De La invención de la soledad de Paul Auster
La chica se aproximaba cada vez más y comenzó
a describirle todas las cosas lascivas que podría hacerle en «la habitación del
fondo» si estaba dispuesto a pagar. Sus proposiciones eran tan directas y en
cierto modo graciosas que él acabó aceptando. Por fin decidieron que le
chuparía el pene, pues afirmaba tener un talento extraordinarío para aquella
actividad, y en efecto se dedicó a la tarea con un entusiasmo sorprendente.

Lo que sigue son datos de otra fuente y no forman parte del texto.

PR #991, opened 2022-11-11
Fixes

SteffenHeu:
- fix compound name matching in ms2 quality and library export
- fix cast exception in msms mirror
- add green-yellow paint scale as default (better contrast with black heatmap background)
- [add correct module during ScanFilteringTask](https://github.com/mzmine/mzmine3/pull/991/commits/752740377605ae3604a58cede9a553b3a20b8949)

### DIFF
--- a/src/main/java/io/github/mzmine/parameters/parametertypes/paintscale/PaintScalePaletteParameter.java
+++ b/src/main/java/io/github/mzmine/parameters/parametertypes/paintscale/PaintScalePaletteParameter.java
@@ -41,8 +41,8 @@ import org.w3c.dom.NodeList;
  *
  * @author SteffenHeu steffen.heuckeroth@gmx.de / s_heuc03@uni-muenster.de
  */
-public class PaintScalePaletteParameter
-    implements UserParameter<SimpleColorPalette, PaintScalePaletteComponent> {
+public class PaintScalePaletteParameter implements
+    UserParameter<SimpleColorPalette, PaintScalePaletteComponent> {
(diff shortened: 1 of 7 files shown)


src/main/java/io/github/mzmine/parameters/parametertypes/paintscale/PaintScalePaletteParameter.java
```diff
@@ -106,11 +107,16 @@ public void loadValueFromXML(Element xmlElement) {
 
     selected = (selected != -1) ? selected : 0;
 
+    if (!palettes.contains(SimpleColorPalette.GREEN_YELLOW)) {
+      palettes.add(SimpleColorPalette.GREEN_YELLOW);
```
robinschmid, line 111: As a default we should use someting that is colorblind friendly.
I think the default here is usually blue-red, blue to yellow, blue, to brown. Something like that. 

green, yellow, red is not so easy

robinschmid: Original colors
image

Protanopia - colorblindness
image

robinschmid: In this case green yellow is like a monochrome scale. Only the dark/light are different

SteffenHeu:
grafik
new default palette

robinschmid:
looks great

Issue #994, opened 2022-11-14
Unhandled Exception in Saving Feature List task


hhabra:
### Basic information

* My operating system and version: Mac OS X 12.6.1
* My MZmine version: 3.2.8

### What happened

Attempting to save my project led to the following error: 
![image](https://user-images.githubusercontent.com/8129799/201783208-294054b9-856b-4dc7-926e-3e76c0118e61.png)

**Project:** I have 48 DDA files whose MS/MS spectra I would like to gather into a single .mgf file. 

**Actions taken:** 
Raw data import → Mass Detection (MS = 1) and Mass Detection (MS = 2) → MSn feature list builder → 13C Isotope Filter → Join Aligner → Export as GNPS - Feature Based Molecular Networking

Attempting to save my project at this stage leads to the error in the screenshot.

SteffenHeu:
Hi hhabra, thanks for reporting the issue.

can you test the auto build from this PR and let us know if it works? 
https://github.com/mzmine/mzmine3/pull/995

hhabra:
Hello Steffen,
Unless I did things incorrectly, I'm afraid I'm getting the same error (I pulled repository with git and built using ./gradlew). The version of the app appears to be 3.2.53.

robinschmid:
Is it chromatography data? Then you should consider using the local minimum resolver or similar to split the chromatograms into features. 
Another way to download is to scroll down here:
https://github.com/mzmine/mzmine3/actions/runs/3468498870

hhabra:
Yes, it is liquid chromatography data. Are the peak resolving steps necessary if I only want to gather the MS2 data into a MGF file? My current process is: Raw data import → Mass Detection (MS = 1) and Mass Detection (MS = 2) → MSn feature list builder (MS level = 2) → 13C Isotope Filter → Join Aligner → Export as GNPS - Feature Based Molecular Networking
The issue is that MZmine is not able to save the results of MSn feature list builder as a project. Saving a batch file works fine I think, but not the chromatogram files.

robinschmid:
We will release a new version soon and hope this is fixed there but might be a more specific problem. So please try the version once pushed. Thanks you.

PR #995, opened 2022-11-15
add selected scans to MsnPeakPickingTask

SteffenHeu:
reported in #994


robinschmid (approved):
I pushed a fix.
So there was a mixup in the chromatogram construction with the leading and trailing zeros. Sometimes it would add a scan 2 times if there was only one zero between the scans.

SteffenHeu:
thanks

PR #1011, opened 2022-11-28
Update to JDK19, keep javafx16

robinschmid:
This combination seems to work fine. I also improved the buffering of the graphical types. Now we buffer the wrapper pane.

There is different bugs with the table on javafx>16
- Scrolling creates all cells
- the table jumps 
- if tested for TableRow.isVisible() it seems wrong state is provided and some cells are not rendered.


SteffenHeu:
You also have to update the github actions if we use 19 or not?

robinschmid:
True. I thought about it and then forgot to do it.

Unos minutos más tarde, en el preciso instante en que se corría dentro de su
boca con un largo y palpitante chorro de semen, A. tuvo una visión que lo ha
acompañado desde entonces: cada eyaculación contiene miles de millones de
espermatozoides -o más o menos la cantidad equivalente al número de habitantes
del planeta- y eso significa que cada hombre guarda en sí mismo el potencial de
un mundo entero. Y en lo que ocurriría, si esto pudiera ocurrir, se encuentra toda
la gama de posibilidades: las semillas de idiotas y genios, de bellos y deformados,
de santos, catatónicos, ladrones, corredores de bolsa y equilibristas. Cada
hombre, por lo tanto, es un mundo entero y alberga en sus propios genes un
decálogo de toda la humanidad. O, como dice Leibniz: «cada sustancia viva es un
perpetuo espejo viviente del universo». Pues el hecho es que estamos formados
por la misma materia que surgió de la primera explosión, de la primera chispa
en el vacío infinito de espacio. O al menos eso se dijo a sí mismo, en aquel
momento mientras su pene estallaba en la boca de la mujer desnuda cuyo nombre
ha olvidado. Pensó: la irreductible mónada. Y luego como si por fin lograra
asimilarlo, pensó en la célula microscópica y furtiva que se había abierto
camino en el cuerpo de su mujer, unos tres años antes, para convertirse en su
hijo.
Por otra parte, nada.
Languidecía, sudaba en el calor del verano. Como un Oblomov contemporáneo
acurrucado en su sofá no se movía a no ser que fuera imprescindible.